- [Records shown]
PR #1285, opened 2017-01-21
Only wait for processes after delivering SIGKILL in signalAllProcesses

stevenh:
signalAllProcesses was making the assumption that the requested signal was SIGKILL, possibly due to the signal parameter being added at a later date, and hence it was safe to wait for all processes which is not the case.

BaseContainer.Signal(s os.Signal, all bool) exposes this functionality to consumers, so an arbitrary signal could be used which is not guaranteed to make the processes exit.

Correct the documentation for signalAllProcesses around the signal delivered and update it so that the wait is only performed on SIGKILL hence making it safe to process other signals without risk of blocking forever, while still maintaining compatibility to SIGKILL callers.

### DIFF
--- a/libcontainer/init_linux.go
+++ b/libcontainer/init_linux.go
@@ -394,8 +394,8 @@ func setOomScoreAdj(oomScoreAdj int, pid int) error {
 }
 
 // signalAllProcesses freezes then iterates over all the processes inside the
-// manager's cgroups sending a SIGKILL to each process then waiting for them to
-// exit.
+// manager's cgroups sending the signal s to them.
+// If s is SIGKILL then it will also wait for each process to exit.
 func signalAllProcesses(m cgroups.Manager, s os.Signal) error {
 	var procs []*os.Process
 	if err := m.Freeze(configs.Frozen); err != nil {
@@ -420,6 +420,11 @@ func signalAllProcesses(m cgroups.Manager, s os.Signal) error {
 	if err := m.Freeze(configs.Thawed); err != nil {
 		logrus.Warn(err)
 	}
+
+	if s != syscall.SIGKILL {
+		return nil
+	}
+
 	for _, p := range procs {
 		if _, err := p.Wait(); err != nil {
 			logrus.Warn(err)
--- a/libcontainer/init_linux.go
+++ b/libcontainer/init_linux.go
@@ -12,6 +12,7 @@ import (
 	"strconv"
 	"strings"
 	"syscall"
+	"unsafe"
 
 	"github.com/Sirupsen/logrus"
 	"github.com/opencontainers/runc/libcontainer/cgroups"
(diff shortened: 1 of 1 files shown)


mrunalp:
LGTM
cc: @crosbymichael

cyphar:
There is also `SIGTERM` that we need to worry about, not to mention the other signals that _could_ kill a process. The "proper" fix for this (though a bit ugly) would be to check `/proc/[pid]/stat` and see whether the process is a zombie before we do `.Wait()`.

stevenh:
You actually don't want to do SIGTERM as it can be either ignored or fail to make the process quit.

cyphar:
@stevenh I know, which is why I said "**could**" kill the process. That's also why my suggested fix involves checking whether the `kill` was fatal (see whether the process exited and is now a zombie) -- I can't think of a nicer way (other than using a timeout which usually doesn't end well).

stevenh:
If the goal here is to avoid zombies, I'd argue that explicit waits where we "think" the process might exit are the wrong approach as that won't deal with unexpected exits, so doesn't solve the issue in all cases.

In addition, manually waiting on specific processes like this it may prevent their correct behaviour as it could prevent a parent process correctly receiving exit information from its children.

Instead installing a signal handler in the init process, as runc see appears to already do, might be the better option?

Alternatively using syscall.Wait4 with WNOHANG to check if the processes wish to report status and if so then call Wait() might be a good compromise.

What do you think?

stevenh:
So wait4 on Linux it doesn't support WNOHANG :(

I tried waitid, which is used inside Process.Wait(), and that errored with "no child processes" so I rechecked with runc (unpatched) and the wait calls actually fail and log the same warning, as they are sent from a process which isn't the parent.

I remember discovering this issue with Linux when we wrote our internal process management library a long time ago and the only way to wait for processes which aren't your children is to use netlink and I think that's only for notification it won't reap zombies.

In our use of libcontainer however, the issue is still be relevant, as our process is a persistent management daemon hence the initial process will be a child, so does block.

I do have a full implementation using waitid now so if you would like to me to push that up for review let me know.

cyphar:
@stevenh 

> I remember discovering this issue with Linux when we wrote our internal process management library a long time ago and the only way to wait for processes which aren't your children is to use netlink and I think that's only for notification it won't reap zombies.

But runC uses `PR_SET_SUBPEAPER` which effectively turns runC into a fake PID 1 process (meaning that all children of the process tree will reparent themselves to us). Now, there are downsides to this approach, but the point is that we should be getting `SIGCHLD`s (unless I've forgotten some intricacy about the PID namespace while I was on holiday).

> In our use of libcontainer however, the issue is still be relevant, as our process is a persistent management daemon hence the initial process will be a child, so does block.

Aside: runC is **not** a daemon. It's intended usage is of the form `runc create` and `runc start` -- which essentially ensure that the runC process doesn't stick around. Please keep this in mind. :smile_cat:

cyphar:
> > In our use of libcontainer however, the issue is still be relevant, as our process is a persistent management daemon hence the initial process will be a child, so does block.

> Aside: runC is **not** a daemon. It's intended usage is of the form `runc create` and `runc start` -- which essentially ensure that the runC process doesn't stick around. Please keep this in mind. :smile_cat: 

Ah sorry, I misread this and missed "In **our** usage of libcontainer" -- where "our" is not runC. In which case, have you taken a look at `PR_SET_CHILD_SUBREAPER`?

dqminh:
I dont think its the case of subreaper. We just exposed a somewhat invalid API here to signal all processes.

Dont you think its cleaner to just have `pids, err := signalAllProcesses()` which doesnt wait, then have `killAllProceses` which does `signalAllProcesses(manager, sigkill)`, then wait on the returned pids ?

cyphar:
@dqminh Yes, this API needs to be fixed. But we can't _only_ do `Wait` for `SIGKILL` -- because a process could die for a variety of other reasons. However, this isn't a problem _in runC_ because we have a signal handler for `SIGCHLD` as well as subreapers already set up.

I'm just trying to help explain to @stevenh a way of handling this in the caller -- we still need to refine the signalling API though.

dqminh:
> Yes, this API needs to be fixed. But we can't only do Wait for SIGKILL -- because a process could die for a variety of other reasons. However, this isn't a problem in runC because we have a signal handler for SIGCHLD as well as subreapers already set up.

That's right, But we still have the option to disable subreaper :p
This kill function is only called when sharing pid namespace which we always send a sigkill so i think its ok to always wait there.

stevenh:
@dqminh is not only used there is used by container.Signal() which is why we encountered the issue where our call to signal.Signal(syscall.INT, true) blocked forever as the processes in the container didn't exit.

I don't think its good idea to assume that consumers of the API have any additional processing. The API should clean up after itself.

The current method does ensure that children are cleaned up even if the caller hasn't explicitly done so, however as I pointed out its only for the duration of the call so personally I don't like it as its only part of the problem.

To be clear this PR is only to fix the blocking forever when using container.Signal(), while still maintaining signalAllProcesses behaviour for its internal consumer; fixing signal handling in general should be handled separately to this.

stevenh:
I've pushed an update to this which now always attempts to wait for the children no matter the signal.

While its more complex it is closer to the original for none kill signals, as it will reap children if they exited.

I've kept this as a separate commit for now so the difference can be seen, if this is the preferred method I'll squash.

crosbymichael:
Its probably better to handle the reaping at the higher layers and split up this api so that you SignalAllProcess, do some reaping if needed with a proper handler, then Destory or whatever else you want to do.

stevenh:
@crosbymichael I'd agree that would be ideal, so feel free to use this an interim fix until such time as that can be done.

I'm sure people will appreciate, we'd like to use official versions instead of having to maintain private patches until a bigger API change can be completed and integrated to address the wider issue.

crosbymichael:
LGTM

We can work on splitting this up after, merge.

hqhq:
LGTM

- [Directions]
Nothing in the records may be altered; restate them word for word.

- [Answer box]
PR #1285, opened 2017-01-21
Only wait for processes after delivering SIGKILL in signalAllProcesses

stevenh:
signalAllProcesses was making the assumption that the requested signal was SIGKILL, possibly due to the signal parameter being added at a later date, and hence it was safe to wait for all processes which is not the case.

BaseContainer.Signal(s os.Signal, all bool) exposes this functionality to consumers, so an arbitrary signal could be used which is not guaranteed to make the processes exit.

Correct the documentation for signalAllProcesses around the signal delivered and update it so that the wait is only performed on SIGKILL hence making it safe to process other signals without risk of blocking forever, while still maintaining compatibility to SIGKILL callers.

### DIFF
--- a/libcontainer/init_linux.go
+++ b/libcontainer/init_linux.go
@@ -394,8 +394,8 @@ func setOomScoreAdj(oomScoreAdj int, pid int) error {
 }
 
 // signalAllProcesses freezes then iterates over all the processes inside the
-// manager's cgroups sending a SIGKILL to each process then waiting for them to
-// exit.
+// manager's cgroups sending the signal s to them.
+// If s is SIGKILL then it will also wait for each process to exit.
 func signalAllProcesses(m cgroups.Manager, s os.Signal) error {
 	var procs []*os.Process
 	if err := m.Freeze(configs.Frozen); err != nil {
@@ -420,6 +420,11 @@ func signalAllProcesses(m cgroups.Manager, s os.Signal) error {
 	if err := m.Freeze(configs.Thawed); err != nil {
 		logrus.Warn(err)
 	}
+
+	if s != syscall.SIGKILL {
+		return nil
+	}
+
 	for _, p := range procs {
 		if _, err := p.Wait(); err != nil {
 			logrus.Warn(err)
--- a/libcontainer/init_linux.go
+++ b/libcontainer/init_linux.go
@@ -12,6 +12,7 @@ import (
 	"strconv"
 	"strings"
 	"syscall"
+	"unsafe"
 
 	"github.com/Sirupsen/logrus"
 	"github.com/opencontainers/runc/libcontainer/cgroups"
(diff shortened: 1 of 1 files shown)


mrunalp:
LGTM
cc: @crosbymichael

cyphar:
There is also `SIGTERM` that we need to worry about, not to mention the other signals that _could_ kill a process. The "proper" fix for this (though a bit ugly) would be to check `/proc/[pid]/stat` and see whether the process is a zombie before we do `.Wait()`.

stevenh:
You actually don't want to do SIGTERM as it can be either ignored or fail to make the process quit.

cyphar:
@stevenh I know, which is why I said "**could**" kill the process. That's also why my suggested fix involves checking whether the `kill` was fatal (see whether the process exited and is now a zombie) -- I can't think of a nicer way (other than using a timeout which usually doesn't end well).

stevenh:
If the goal here is to avoid zombies, I'd argue that explicit waits where we "think" the process might exit are the wrong approach as that won't deal with unexpected exits, so doesn't solve the issue in all cases.

In addition, manually waiting on specific processes like this it may prevent their correct behaviour as it could prevent a parent process correctly receiving exit information from its children.

Instead installing a signal handler in the init process, as runc see appears to already do, might be the better option?

Alternatively using syscall.Wait4 with WNOHANG to check if the processes wish to report status and if so then call Wait() might be a good compromise.

What do you think?

stevenh:
So wait4 on Linux it doesn't support WNOHANG :(

I tried waitid, which is used inside Process.Wait(), and that errored with "no child processes" so I rechecked with runc (unpatched) and the wait calls actually fail and log the same warning, as they are sent from a process which isn't the parent.

I remember discovering this issue with Linux when we wrote our internal process management library a long time ago and the only way to wait for processes which aren't your children is to use netlink and I think that's only for notification it won't reap zombies.

In our use of libcontainer however, the issue is still be relevant, as our process is a persistent management daemon hence the initial process will be a child, so does block.

I do have a full implementation using waitid now so if you would like to me to push that up for review let me know.

cyphar:
@stevenh 

> I remember discovering this issue with Linux when we wrote our internal process management library a long time ago and the only way to wait for processes which aren't your children is to use netlink and I think that's only for notification it won't reap zombies.

But runC uses `PR_SET_SUBPEAPER` which effectively turns runC into a fake PID 1 process (meaning that all children of the process tree will reparent themselves to us). Now, there are downsides to this approach, but the point is that we should be getting `SIGCHLD`s (unless I've forgotten some intricacy about the PID namespace while I was on holiday).

> In our use of libcontainer however, the issue is still be relevant, as our process is a persistent management daemon hence the initial process will be a child, so does block.

Aside: runC is **not** a daemon. It's intended usage is of the form `runc create` and `runc start` -- which essentially ensure that the runC process doesn't stick around. Please keep this in mind. :smile_cat:

cyphar:
> > In our use of libcontainer however, the issue is still be relevant, as our process is a persistent management daemon hence the initial process will be a child, so does block.

> Aside: runC is **not** a daemon. It's intended usage is of the form `runc create` and `runc start` -- which essentially ensure that the runC process doesn't stick around. Please keep this in mind. :smile_cat: 

Ah sorry, I misread this and missed "In **our** usage of libcontainer" -- where "our" is not runC. In which case, have you taken a look at `PR_SET_CHILD_SUBREAPER`?

dqminh:
I dont think its the case of subreaper. We just exposed a somewhat invalid API here to signal all processes.

Dont you think its cleaner to just have `pids, err := signalAllProcesses()` which doesnt wait, then have `killAllProceses` which does `signalAllProcesses(manager, sigkill)`, then wait on the returned pids ?

cyphar:
@dqminh Yes, this API needs to be fixed. But we can't _only_ do `Wait` for `SIGKILL` -- because a process could die for a variety of other reasons. However, this isn't a problem _in runC_ because we have a signal handler for `SIGCHLD` as well as subreapers already set up.

I'm just trying to help explain to @stevenh a way of handling this in the caller -- we still need to refine the signalling API though.

dqminh:
> Yes, this API needs to be fixed. But we can't only do Wait for SIGKILL -- because a process could die for a variety of other reasons. However, this isn't a problem in runC because we have a signal handler for SIGCHLD as well as subreapers already set up.

That's right, But we still have the option to disable subreaper :p
This kill function is only called when sharing pid namespace which we always send a sigkill so i think its ok to always wait there.

stevenh:
@dqminh is not only used there is used by container.Signal() which is why we encountered the issue where our call to signal.Signal(syscall.INT, true) blocked forever as the processes in the container didn't exit.

I don't think its good idea to assume that consumers of the API have any additional processing. The API should clean up after itself.

The current method does ensure that children are cleaned up even if the caller hasn't explicitly done so, however as I pointed out its only for the duration of the call so personally I don't like it as its only part of the problem.

To be clear this PR is only to fix the blocking forever when using container.Signal(), while still maintaining signalAllProcesses behaviour for its internal consumer; fixing signal handling in general should be handled separately to this.

stevenh:
I've pushed an update to this which now always attempts to wait for the children no matter the signal.

While its more complex it is closer to the original for none kill signals, as it will reap children if they exited.

I've kept this as a separate commit for now so the difference can be seen, if this is the preferred method I'll squash.

crosbymichael:
Its probably better to handle the reaping at the higher layers and split up this api so that you SignalAllProcess, do some reaping if needed with a proper handler, then Destory or whatever else you want to do.

stevenh:
@crosbymichael I'd agree that would be ideal, so feel free to use this an interim fix until such time as that can be done.

I'm sure people will appreciate, we'd like to use official versions instead of having to maintain private patches until a bigger API change can be completed and integrated to address the wider issue.

crosbymichael:
LGTM

We can work on splitting this up after, merge.

hqhq:
LGTM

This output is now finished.